BEGIN Data records
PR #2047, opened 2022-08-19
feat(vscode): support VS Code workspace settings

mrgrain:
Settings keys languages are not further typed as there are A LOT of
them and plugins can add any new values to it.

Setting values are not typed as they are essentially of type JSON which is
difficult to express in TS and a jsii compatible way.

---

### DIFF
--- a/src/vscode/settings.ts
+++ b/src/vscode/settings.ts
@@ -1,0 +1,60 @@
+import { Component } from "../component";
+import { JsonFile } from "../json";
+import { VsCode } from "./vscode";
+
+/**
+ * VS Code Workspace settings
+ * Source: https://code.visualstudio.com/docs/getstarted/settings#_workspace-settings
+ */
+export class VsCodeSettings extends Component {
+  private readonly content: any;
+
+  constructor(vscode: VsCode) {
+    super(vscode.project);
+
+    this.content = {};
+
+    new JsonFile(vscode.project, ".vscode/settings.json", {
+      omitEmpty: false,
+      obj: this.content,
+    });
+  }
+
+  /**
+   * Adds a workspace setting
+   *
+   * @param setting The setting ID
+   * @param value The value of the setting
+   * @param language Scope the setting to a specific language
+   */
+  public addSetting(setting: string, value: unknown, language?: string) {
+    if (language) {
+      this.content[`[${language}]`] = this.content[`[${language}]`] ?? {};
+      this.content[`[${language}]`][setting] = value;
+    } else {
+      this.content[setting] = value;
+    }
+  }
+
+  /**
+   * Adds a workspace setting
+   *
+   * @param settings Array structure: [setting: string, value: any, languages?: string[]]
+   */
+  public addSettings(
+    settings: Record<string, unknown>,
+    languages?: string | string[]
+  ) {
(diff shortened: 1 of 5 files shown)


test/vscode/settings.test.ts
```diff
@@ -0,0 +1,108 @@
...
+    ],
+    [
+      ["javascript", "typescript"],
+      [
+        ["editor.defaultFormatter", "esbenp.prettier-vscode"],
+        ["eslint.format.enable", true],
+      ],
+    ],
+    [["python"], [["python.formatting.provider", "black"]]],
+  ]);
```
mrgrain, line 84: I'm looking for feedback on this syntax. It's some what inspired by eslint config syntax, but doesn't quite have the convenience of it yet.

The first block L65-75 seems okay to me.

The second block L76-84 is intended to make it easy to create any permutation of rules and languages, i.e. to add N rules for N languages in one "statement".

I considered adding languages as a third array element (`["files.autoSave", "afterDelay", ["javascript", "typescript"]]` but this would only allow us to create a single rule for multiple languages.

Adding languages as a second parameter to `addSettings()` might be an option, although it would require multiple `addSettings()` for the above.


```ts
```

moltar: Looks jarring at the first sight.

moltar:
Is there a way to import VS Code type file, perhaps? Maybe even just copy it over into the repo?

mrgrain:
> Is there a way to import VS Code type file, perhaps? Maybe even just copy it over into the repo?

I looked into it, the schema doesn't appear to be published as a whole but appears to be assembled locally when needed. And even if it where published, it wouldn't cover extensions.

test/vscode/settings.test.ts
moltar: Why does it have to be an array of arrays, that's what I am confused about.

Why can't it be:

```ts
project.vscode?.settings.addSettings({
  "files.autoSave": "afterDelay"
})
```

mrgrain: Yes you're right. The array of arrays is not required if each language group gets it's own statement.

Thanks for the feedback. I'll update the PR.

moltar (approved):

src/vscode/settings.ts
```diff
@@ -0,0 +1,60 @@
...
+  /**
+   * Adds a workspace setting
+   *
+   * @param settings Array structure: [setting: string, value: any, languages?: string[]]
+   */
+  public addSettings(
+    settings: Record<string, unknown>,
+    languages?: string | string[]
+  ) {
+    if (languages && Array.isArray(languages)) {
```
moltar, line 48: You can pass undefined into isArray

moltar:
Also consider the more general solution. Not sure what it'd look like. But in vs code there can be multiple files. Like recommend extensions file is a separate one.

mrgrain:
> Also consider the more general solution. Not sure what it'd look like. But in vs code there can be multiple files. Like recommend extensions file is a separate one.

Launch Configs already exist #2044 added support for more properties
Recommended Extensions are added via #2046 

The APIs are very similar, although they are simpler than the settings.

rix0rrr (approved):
END Data records
• **Work instruction**: Each line from the top of the material above, through the one that contains "Setting values are", should be restated word for word.

• **Written reply**:
PR #2047, opened 2022-08-19
feat(vscode): support VS Code workspace settings

mrgrain:
Settings keys languages are not further typed as there are A LOT of
them and plugins can add any new values to it.

Setting values are not typed as they are essentially of type JSON which is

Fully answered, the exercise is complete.